The Reservoir in West Hartford was fined $3,000 after a resident died and investigators found staff did not administer CPR for the required period of time, according to the state Department of Public Health (DPH).
The resident, who was at the facility for short-term rehabilitation, had difficulty breathing on Feb. 6, 2016. A licensed practical nurse (LPN) began performing CPR compressions but soon after, a registered nurse told the LPN to stop the compressions, according to DPH.
Policy states staff must perform CPR until emergency personnel arrive, according to the DPH citation. When emergency personnel arrived, they administered CPR and took the resident to a hospital but the resident was dead on arrival.
“We have provided additional education to our staff and are in full compliance,” said spokeswoman Jeanne Moore. “The Reservoir is committed to providing quality care to its patients and residents.”
Advanced Center for Nursing and Rehabilitation in New Haven was fined $3,000 after a resident with acute kidney injury and other diagnoses died. The citation said the resident’s blood had a critically high level of sodium.
A physician’s order said the resident was to take in between 2,000 and 2,400 cubic centimeters of fluids daily, according to DPH, but records from Feb. 10 to Feb. 20, 2017, lacked entries for 11 out of 30 shifts.
According to the citation, one nurse noted the resident’s poor fluid intake but did not notify supervisors, and another nurse failed to assess the resident. After developing a fever and becoming lethargic, the resident was taken to a hospital Feb. 20 and died there six days later.
Officials at the facility did not return a call seeking comment.
RegalCare of West Haven was fined $1,930 for three incidents.
A resident had a pressure wound on the lower back on Nov. 10, 2016, according to DPH, but a doctor’s order to treat it was not written until Nov. 14 and documentation indicated the wound wasn’t treated until Nov. 16.
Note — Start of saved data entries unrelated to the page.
PR #482, opened 2019-02-26
[Azure Search] Add initial query parsing

loic-sharma:
Parses NuGet queries and generates an Azure Search query. You can find documentation for Azure Search's query syntax [here](https://docs.microsoft.com/en-us/azure/search/query-lucene-syntax). You can find documentation for NuGet's query syntax [here](https://microsoft.sharepoint.com/teams/NuGet/_layouts/OneNote.aspx?id=%2Fteams%2FNuGet%2FTeam%2FNugetServer%2FNugetServerTeamNote&wd=target%28Specs.one%7C910181C5-8695-4A1C-9792-A56DBB86F1C3%2FSearch%20Service%7C58FE20C1-2314-434F-85B7-A8FE900AE3D2%2F%29).

This is missing:

* Partial match for the `id` query field. Tracked by https://github.com/NuGet/NuGetGallery/issues/6922
* Exact match for the `packageId`, `version`, and `owners` query fields. Tracked by https://github.com/NuGet/NuGetGallery/issues/6920
* Unicode handling: https://github.com/NuGet/NuGetGallery/issues/6939

This change has been deployed to DEV. You can test this here: https://nuget-dev-usnc-azuresearch-staging.azurewebsites.net/query?q=packageId:Newtonsoft.Json

Addresses https://github.com/NuGet/NuGetGallery/issues/6456


src/NuGet.Services.AzureSearch/SearchService/SearchTextBuilder.cs
```diff
@@ -23,11 +53,81 @@ public string V3Search(V3SearchRequest request)
...
+        }
+
+        private static IEnumerable<string> ProcessFieldValues(QueryField field, IEnumerable<string> values)
+        {
+            switch (field)
+            {
+                // The "packageId" and "owners" fields are case insensitive exact matches
+                case QueryField.PackageId:
+                case QueryField.Owner:
+                    return values.Select(v => v.ToLowerInvariant());
```
joelverhagen: My understanding is that you should not need to lowercase a search term because the analyzer associated with the search field will be used. See `analyzer` vs. `searchAnalyzer` vs. `indexAnalyzer`:
https://docs.microsoft.com/en-us/azure/search/search-what-is-an-index#components-of-an-index

My understanding is that we are using `analyzer` which uses the same analyzer for both searching and indexing.

src/NuGet.Services.AzureSearch/SearchService/SearchTextBuilder.cs
```diff
@@ -23,11 +53,81 @@ public string V3Search(V3SearchRequest request)
...
+                    return values.SelectMany(Utils.SplitTags);
+
+                // The "version" field is a case insensitive exact match on the normalized value
+                // Invalid version strings won't be normalized.
+                case QueryField.Version:
+                    return values.Select(value =>
+                    {
+                        if (NuGetVersion.TryParse(value, out var version))
+                        {
+                            return version.ToNormalizedString().ToLowerInvariant();
```
joelverhagen: Again, `ToLowerInvariant` should not be necessary. The normalization is necessary 😄

src/NuGet.Services.AzureSearch/SearchService/AzureSearchQuery.cs
```diff
@@ -0,0 +1,161 @@
...
+namespace NuGet.Services.AzureSearch.SearchService
+{
+    /// <summary>
+    /// The type used to generate Azure Search Service queries. Used by <see cref="SearchTextBuilder"/>.
+    /// Given the query "fieldA:value1 value2":
+    /// 
+    ///   * "value1" is a field-scoped value 
+    ///   * "value2" is a non-field scoped value
+    /// </summary>
+    internal class AzureSearchQuery
```
joelverhagen: Consider respecting https://docs.microsoft.com/en-us/azure/search/query-lucene-syntax#bkmk_querysizelimits.

src/NuGet.Services.AzureSearch/SearchService/AzureSearchQuery.cs
```diff
@@ -0,0 +1,161 @@
...
+        public override string ToString()
+        {
+            var result = new StringBuilder();
+
+            foreach (var fieldScopedTerm in _fieldScopedValues)
+            {
+                // Separate groups of field-scoped terms are AND'd together.
+                if (result.Length > 0)
+                {
+                    result.Append(" AND ");
```
joelverhagen: I would recommend choosing between `+` and `AND`.
https://docs.microsoft.com/en-us/azure/search/query-lucene-syntax#and-operator-and--or-

`+` seems a bit more idiomatic.

src/NuGet.Services.AzureSearch/SearchService/AzureSearchQuery.cs
```diff
@@ -0,0 +1,161 @@
...
+    /// <summary>
+    /// The type used to generate Azure Search Service queries. Used by <see cref="SearchTextBuilder"/>.
+    /// Given the query "fieldA:value1 value2":
+    /// 
+    ///   * "value1" is a field-scoped value 
+    ///   * "value2" is a non-field scoped value
+    /// </summary>
+    internal class AzureSearchQuery
+    {
+        private static readonly HashSet<char> SpecialCharacters = new HashSet<char>
```
joelverhagen: Link docs for this list

tests/NuGet.Services.AzureSearch.Tests/SearchService/SearchTextBuilderFacts.cs
```diff
@@ -0,0 +1,170 @@
...
+                // Map of inputs to expected output
+                var data = new Dictionary<string, string>
+                {
+                    { "", "*" },
+                    { " ", "*" },
+
+                    // TODO: id and packageId query fields should map to different fields with different analyzers
+                    // See: https://github.com/NuGet/NuGetGallery/issues/6920
+                    // See: https://github.com/NuGet/NuGetGallery/issues/6922
+                    { "id:test", "packageId:test" },
```
joelverhagen: IIRC field names like "packageId" are case insensitive. Test non-canonical casings.

tests/NuGet.Services.AzureSearch.Tests/SearchService/SearchTextBuilderFacts.cs
```diff
@@ -0,0 +1,170 @@
...
+                var actual = _target.V2Search(new V2SearchRequest { Query = input });
+
+                Assert.Equal(expected, actual);
+            }
+
+            // TODO: id and packageId query fields should map to different fields with different analyzers
+            // See: https://github.com/NuGet/NuGetGallery/issues/6920
+            // See: https://github.com/NuGet/NuGetGallery/issues/6922
+            [Theory]
+            [InlineData(false, "packageId:hello")]
```
joelverhagen: This should only happen if `luceneQuery` is `true` right?

src/NuGet.Services.AzureSearch/SearchService/AzureSearchQuery.cs
joelverhagen: Maybe `AzureSearchQueryBuilder` to emphasize the statefulness.

tests/NuGet.Services.AzureSearch.Tests/SearchService/SearchTextBuilderFacts.cs
```diff
@@ -0,0 +1,170 @@
...
+                    { "version:1.0.0", "normalizedVersion:1.0.0" },
+                    { "title:hello", "title:hello" },
+                    { "description:hello", "description:hello" },
+                    { "tag:hi", "tags:hi" },
+                    { "tags:foo", "tags:foo" },
+                    { "author:bob", "authors:bob" },
+                    { "authors:billy", "authors:billy" },
+                    { "summary:test", "summary:test" },
+                    { "owner:goat", "owners:goat" },
+                    { "owners:nugget", "owners:nugget" },
```
joelverhagen: Every field and non-scoped terms should have assertions that we don't change the casing. In general I think we should depend on the analyzer to do as much as possible

src/NuGet.Services.AzureSearch/SearchService/AzureSearchQuery.cs
```diff
@@ -0,0 +1,161 @@
...
+                {
+                    result.Append(' ');
+                }
+
+                AppendEscapedString(result, values[i]);
+            }
+        }
+
+        private static void AppendEscapedString(StringBuilder result, string input)
+        {
```
joelverhagen: What the legacy service's behavior on surrogate pairs? This is kind of a nasty rabbit hole be we should know what the story is.

src/NuGet.Services.AzureSearch/SearchService/SearchTextBuilder.cs
```diff
@@ -23,11 +53,81 @@ public string V3Search(V3SearchRequest request)
...
+             }
+
+            return result;
+        }
+
+        private static IEnumerable<string> ProcessFieldValues(QueryField field, IEnumerable<string> values)
+        {
+            switch (field)
+            {
+                // The "packageId" and "owners" fields are case insensitive exact matches
```
joelverhagen: As mentioned elsewhere I think the analyzers should define the case sensitives --- but really will there be any field at all that is case sensitive?

src/NuGet.Services.AzureSearch/SearchService/SearchTextBuilder.cs
```diff
@@ -23,11 +53,81 @@ public string V3Search(V3SearchRequest request)
...
+                case QueryField.PackageId:
+                case QueryField.Owner:
+                    return values.Select(v => v.ToLowerInvariant());
+
+                // Expand tags by their delimiters
+                case QueryField.Tag:
+                    return values.SelectMany(Utils.SplitTags);
```
joelverhagen: Where does the de-duping happen? Could this produce duplicates?

tests/NuGet.Services.AzureSearch.Tests/SearchService/SearchTextBuilderFacts.cs
```diff
@@ -0,0 +1,170 @@
...
+                    { "id packageId version title description tag author summary owner owners", "+(id packageId version title description tag author summary owner owners)" },
+                    
+                    // Quotes allow adjacent terms to be searched
+                    { @"""foo bar""", @"+(""foo bar"")" },
+                    { @"""foo bar"" baz", @"+(""foo bar"" baz)" },
+                    { @"id:""foo bar""", @"packageId:""foo bar""" },
+                    { @"id:""a b"" c id:d packageId:e f", @"+packageId:(""a b"" d e) c f" },
+
+                    // Duplicate search terms on the same query field are folded
+                    { "a a", "+(a)" },
```
joelverhagen: My knowledge about non-scope Lucene queries is not strong enough. Do you really need the `+` when there is only one term?

tests/NuGet.Services.AzureSearch.Tests/SearchService/SearchTextBuilderFacts.cs
```diff
@@ -0,0 +1,170 @@
...
+                    { "title:a title:a", "title:a" },
+                    { "tag:a tags:a", "tags:a" },
+
+                    // Single word query terms are unquoted.
+                    { @"""a""", "+(a)" },
```
joelverhagen: 👍

src/NuGet.Services.AzureSearch/SearchService/AzureSearchQuery.cs
joelverhagen: 😈 you can punt this till later but they shouldn't like cause an exception or give a backdoor

src/NuGet.Services.AzureSearch/SearchService/SearchTextBuilder.cs
loic-sharma: [The analyzer for exact matches](http://lucene.apache.org/core/7_3_1/analyzers-common/org/apache/lucene/analysis/core/KeywordAnalyzer.html) is case sensitive. To work around this, you can either:

1. Use [a filter to lowercase terms](https://lucene.apache.org/core/4_10_3/analyzers-common/org/apache/lucene/analysis/core/LowerCaseFilter.html)
2. Lowercase the field's content in the index and the search query.

The first approach would require building a custom Azure Search Analyzer that chains the lowercase filter and the keyword analyzer. Both approaches results in a new field that is no longer displayable as the content has lost its casing. The second approach is easier to implement, which is why used that here. Does that make sense?

tests/NuGet.Services.AzureSearch.Tests/SearchService/SearchTextBuilderFacts.cs
loic-sharma: That's correct. I'm unit testing the current behavior, but this will be addressed by the TODO issues that are linked in the comment above.

src/NuGet.Services.AzureSearch/SearchService/AzureSearchQuery.cs
```diff
@@ -0,0 +1,161 @@
...
+using System.Linq;
+using System.Text;
+
+namespace NuGet.Services.AzureSearch.SearchService
+{
+    /// <summary>
+    /// The type used to generate Azure Search Service queries. Used by <see cref="SearchTextBuilder"/>.
+    /// Given the query "fieldA:value1 value2":
+    /// 
+    ///   * "value1" is a field-scoped value
```
agr: XML documentation has [markup](https://docs.microsoft.com/en-us/dotnet/csharp/programming-guide/xmldoc/list) for lists.

src/NuGet.Services.AzureSearch/SearchService/AzureSearchQuery.cs
```diff
@@ -0,0 +1,161 @@
...
+
+                // If there are both non-field-scoped terms and field-scoped terms, only the field-scoped terms
+                // are required.
+                if (_nonFieldScopedValues.Any())
+                {
+                    result.Append('+');
+                }
+
+                result.Append(fieldScopedTerm.Key);
+                result.Append(':');
```
agr: `Append` returns `StringBuilder`, so you can chain calls, or just use `AppendFormat`.

src/NuGet.Services.AzureSearch/SearchService/SearchTextBuilder.cs
loic-sharma: Good catch, this is fixed now

src/NuGet.Services.AzureSearch/SearchService/AzureSearchQuery.cs
loic-sharma: Renamed

tests/NuGet.Services.AzureSearch.Tests/SearchService/SearchTextBuilderFacts.cs
loic-sharma: Yes, the spec explicitly called this behavior out so I made it explicit in the generated queries as well. I agree it's a little ugly, so I removed the + when from non-field-scoped terms

tests/NuGet.Services.AzureSearch.Tests/SearchService/SearchTextBuilderFacts.cs
loic-sharma: Added a test

tests/NuGet.Services.AzureSearch.Tests/SearchService/SearchTextBuilderFacts.cs
loic-sharma: Added tests

src/NuGet.Services.AzureSearch/SearchService/AzureSearchQuery.cs
loic-sharma: Added with unit tests

src/NuGet.Services.AzureSearch/SearchService/AzureSearchQuery.cs
loic-sharma: Moved everything to the required operator `+`

src/NuGet.Services.AzureSearch/SearchService/AzureSearchQuery.cs
loic-sharma: Added

src/NuGet.Services.AzureSearch/SearchService/AzureSearchQuery.cs
loic-sharma: I'd rather avoid verbose XML syntax as we're not generating docs from these comments. Let me know if you feel strongly about this.

src/NuGet.Services.AzureSearch/SearchService/AzureSearchQuery.cs
loic-sharma: Oh cool, I didn't know this. I toyed around with chaining, but I preferred how this code looked without chaining

src/NuGet.Services.AzureSearch/SearchService/SearchTextBuilder.cs
loic-sharma: I've reverted my changes for case insensitive exact match semantics, this will re-added by https://github.com/NuGet/NuGetGallery/issues/6920

src/NuGet.Services.AzureSearch/SearchService/SearchTextBuilder.cs
loic-sharma: I've reverted my changes for case insensitive exact match semantics, this will re-added by https://github.com/NuGet/NuGetGallery/issues/6920

src/NuGet.Services.AzureSearch/SearchService/SearchTextBuilder.cs
loic-sharma: I've reverted my changes for case insensitive exact match semantics, this will re-added by https://github.com/NuGet/NuGetGallery/issues/6920 

(But no, there's no case sensitive fields)

src/NuGet.Services.AzureSearch/SearchService/AzureSearchQuery.cs
loic-sharma: Moved to separate issue: https://github.com/NuGet/NuGetGallery/issues/6939

loic-sharma:
🔔 All feedback should be addressed

loic-sharma:
Parses NuGet queries and generates an Azure Search query. Addresses https://github.com/NuGet/NuGetGallery/issues/6456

Another resident, who was being administered oxygen, was injured behind the left ear Dec. 1, 2016. According to DPH, staff did not put protective ear guards on the resident’s oxygen tank, as is protocol and they misclassified the injury as an abrasion when it was a pressure wound.
Staff kept incomplete records on another, anorexic resident at risk for dehydration, the citation said. The resident was supposed to consume 1,669 cubic centimeters of fluids daily, but documentation for several days between Dec. 6 and Dec. 11, 2016, was incomplete. According to DPH, the resident had an elevated white blood cell count on Dec. 12 and needed intravenous fluids.
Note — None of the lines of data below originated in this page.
PR #483, opened 2019-02-26
[HotFix] Make concurrent batch count as tunable parameter

shishirx34:
The C2R job keeps on hanging. One of the hypothesis is that may be disable parallelization in catalog 2 registration job and only process single package ID at a time might give us more details and make progress on China job.


src/Ng/Jobs/Catalog2RegistrationJob.cs
```diff
@@ -118,6 +120,20 @@ protected override void Init(IDictionary<string, string> arguments, Cancellation
             TelemetryService.GlobalDimensions[TelemetryConstants.Destination] = _destination?.AbsoluteUri;
         }
 
+        private int MaxConcurrentBatches(int argBatches)
```
scottbommarito: IMO this logic should be in `RegistrationCollector`'s constructor instead so that no caller can pass in an invalid number of batches.

shishirx34: I agree.. but other places we do it when reading arguments, I would keep it consistent.

PR #484, opened 2019-02-26
[HotFix] Apply container blob request options to blobs

joelverhagen:
Address https://github.com/NuGet/Engineering/issues/2152

### DIFF
--- a/src/Catalog/Persistence/AzureStorage.cs
+++ b/src/Catalog/Persistence/AzureStorage.cs
@@ -103,7 +103,7 @@ namespace NuGet.Services.Metadata.Catalog.Persistence
             cancellationToken.ThrowIfCancellationRequested();
 
             string blobName = GetName(resourceUri);
-            CloudBlockBlob blob = _directory.GetBlockBlobReference(blobName);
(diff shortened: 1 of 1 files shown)


src/Catalog/Persistence/AzureStorage.cs
```diff
@@ -410,5 +415,19 @@ public async Task<bool> HasPropertiesAsync(Uri blobUri, string contentType, stri
...
+        private CloudBlockBlob GetBlockBlobReference(string blobName)
+        {
+            var blob = _directory.GetBlockBlobReference(blobName);
+
+            ApplyBlobRequestOptions(blob, _directory);
+
+            return blob;
+        }
+
+        private static void ApplyBlobRequestOptions(CloudBlockBlob blob, CloudBlobDirectory directory)
```
dtivel: You could simplify this to:

    private void ApplyBlobRequestOptions(CloudBlockBlob blob)

...and just use `_directory` in the implementation, similar to the method above.

joelverhagen: Good point. Fixed.

PR #486, opened 2019-02-28
[HotFix] Introduce retry around storage LoadAsync, SaveAsync, and DeleteAsync

joelverhagen:
These were the methods that were failing intermittently on EA -> Mooncake storage.


src/Catalog/Retry.cs
```diff
@@ -0,0 +1,58 @@
...
+            for (int currentAttempt = 0; currentAttempt < maxAttempts; currentAttempt++)
+            {
+                try
+                {
+                    runLogic();
+                    return;
+                }
+                catch (Exception e)
+                {
+                    if (currentAttempt < maxAttempts && shouldRetry(e))
```
loic-sharma: These could be `when` statements on the `catch`

joelverhagen: Sure. I just mimicked the existing synchronous implementation but I'm okay with making this change to both.

loic-sharma: Ah I didn't realize this file was moved. It's fine either ways 😄

src/NuGet.Indexing/Retry.cs
```diff
@@ -1,34 +0,0 @@
-﻿// Copyright (c) .NET Foundation. All rights reserved.
```
shishirx34: Is it fair to assume this change won't break any other high level dependencies/not used at all? or we are going to treat this as a breaking change?

joelverhagen: `NuGet.Indexing` depends on `NuGet.Services.Metadata.Catalog` so the class is still available to the previous users.

src/Catalog/Retry.cs
```diff
@@ -0,0 +1,58 @@
...
+                    }
+                    else
+                    {
+                        throw;
+                    }
+                }
+            }
+        }
+
+        public static async Task IncrementalAsync(Func<Task> runLogicAsync, Func<Exception, bool> shouldRetry, int maxAttempts, TimeSpan waitIncrement)
```
dtivel: Is it worth logging a custom metric for attempts > 1?  That way we could easily understand how well this solution works and also how frequently retries are necessary over time.

src/Catalog/Retry.cs
joelverhagen: Done.

src/Catalog/Retry.cs
joelverhagen: Good idea. Done.

joelverhagen:
I am going to hold off on this hotfix until we see another problem running catalog2registration from EA.

joelverhagen:
Closing this PR. Will re-open if needed.

PR #326, opened 2020-07-10
fix: The file should be named CODEOWNERS

pkuczynski:
GitHub expects `CODEOWNERS` not `CODEOWNER`, according to their documentation

https://docs.github.com/en/github/creating-cloning-and-archiving-repositories/about-code-owners


shine2lay:
It seems we are fetching the correct file, the typo is only in the documentation

pkuczynski:
Yes, that's what I figure out too...

PR #333, opened 2020-07-11
feat: allow @author in comment action

### LINKED ISSUE #328: Mention in the comment author of the PR/issue
I am wondering if it would be possible to refer to PR/issue author in `do: comment`?

shine2lay:
I also refactor so that the special annotations are reusable 
closes #328


jusx:
This works in most cases but. It can be problematic when the real github user @author is involved. I recommend using a different prefix symbol that is not native to Github.

shine2lay:
@jusx what you say is true, but this annotation has already been implemented for assignee a while back. So for the sake of backward compatibility, I would like to suggest an escape character instead, maybe `\` , infront of the annotation to skip the processing?

shine2lay:
@jusx PTAL

jusx:
@shine2lay I would prefer to change the prefix for assignee but a slash will work -- less preferable imo.

PR #339, opened 2020-07-15
fix: bug where pass, fail or error is undefined

shine2lay:
this bug was introduced in #338


shine2lay:
merging in without approval because this is breaking production

PR #349, opened 2020-08-02
fix: github events link in README.md

kevnm67:
Trivial update.
- Updated the github events link to point to its new home.


shine2lay:
this is no longer relevant as we have moved our documentation to mergeable.readthedocs.io

PR #361, opened 2020-08-16
chore: add merge and changelog to mergeable config

shine2lay:
- Added auto merging when mergeable is passing
- Added check to check if `docs/changelog.rst` is modified when the PR is a `feat or fix`


shine2lay:
Seems PR is not yet ready for review. will fix later

PR #373, opened 2020-09-16
feat: Allow specifying files to match (#5)

samj1912:
Fixes #373

### DIFF
--- a/__tests__/unit/validators/size.test.js
+++ b/__tests__/unit/validators/size.test.js
@@ -274,6 +274,20 @@ describe('PR size validator', () => {
     expect(validation.validations[1].status).toBe('pass')
     expect(validation.validations[2].description).toBe('PR size for total additions + deletions is OK!')
     expect(validation.validations[2].status).toBe('pass')
+
+    // Explicitly setting ignore to blank so
+    // that we can test for matches.
+    settings.match = ['not_*.js']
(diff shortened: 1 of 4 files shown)


samj1912:

__tests__/unit/validators/size.test.js
```diff
@@ -274,6 +274,17 @@ describe('PR size validator', () => {
     expect(validation.validations[1].status).toBe('pass')
     expect(validation.validations[2].description).toBe('PR size for total additions + deletions is OK!')
     expect(validation.validations[2].status).toBe('pass')
+
+    settings.match = ['not_*.js']
```
shine2lay, line 278: I don't think this isolate the `match` settings, could you please a test case where only `match` setting is tested? 
Here, i am not sure if this is working because of `ignore` or `match` since both are present

shine2lay (changes requested):
sorry for the late response, i was on a break. I had one minor comment in the test, everything else looks great! thanks

samj1912:
@shine2lay addressed the comment on tests :)

__tests__/unit/validators/size.test.js
samj1912: Added a line below to set `ignore` to a blank array :)

shine2lay (approved):

PR #378, opened 2020-09-17
fix: Fix the comment action to work correctly with the scheduler

### LINKED ISSUE #376: Stale comments are broken
There are 2 causes to this. 1 delete old comments logic and 2 custom logic to render special annotations in comments. Both use getPayload which returns null since the context.event is 'schedule' which doesn't exist in the context.payload

samj1912:
Fixes #376.


samj1912:

shine2lay (approved):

Officials at the facility did not return a call seeking comment.
Salmon Brook Center in Glastonbury was fined $1,740 after a resident broke several ribs in a fall. Two nurses’ aides were moving the resident with a mechanical lift on Jan. 27, 2017, when a sling near the resident’s right leg came undone, according to DPH.
The resident was treated at a hospital for multiple broken ribs and excess fluid around the lungs. The aides were given written warnings.
Officials at the facility did not return a call seeking comment.
The Villa at Stamford was fined $1,630 for two incidents.
On Sept. 21, 2016, a housekeeper saw a nurse’s aide hit, push, pull and yell at a resident with dementia while shaving the resident in bed, according to DPH. The aide denied the allegations and was fired six days later.
On Dec. 2, 2016, a resident suffered lacerations to the side of the head and behind one ear after a nurse’s aide tried to turn the resident over while providing incontinence care. The resident, who had Parkinson’s disease and traumatic brain injury, required two-person assistance, according to DPH, but the nurse’s aide tried to move the resident without help. The resident was treated at a hospital and returned to the facility three days later.
Officials at the facility did not return a call seeking comment.
Bayview Health Care in Waterford was fined $1,630 for two violations.
In early 2016, a quadriplegic resident fell on three separate occasions while being repositioned in bed by nurses’ aides. After the first fall, on Feb. 14, the resident’s care plan was updated to require two-person assistance for repositioning, but the resident fell again on March 15 and March 19 when a lone nurse’s aide tried to move the resident.
Another resident suffered a skin tear on the upper shin while being moved on Nov. 21, 2016. According to DPH, the resident’s care plan was updated to require the use of shin tubes on both legs during all transfers, but the resident suffered a 3-inch calf laceration Feb. 16, 2017, when a nurse’s aide failed to use the shin tubes.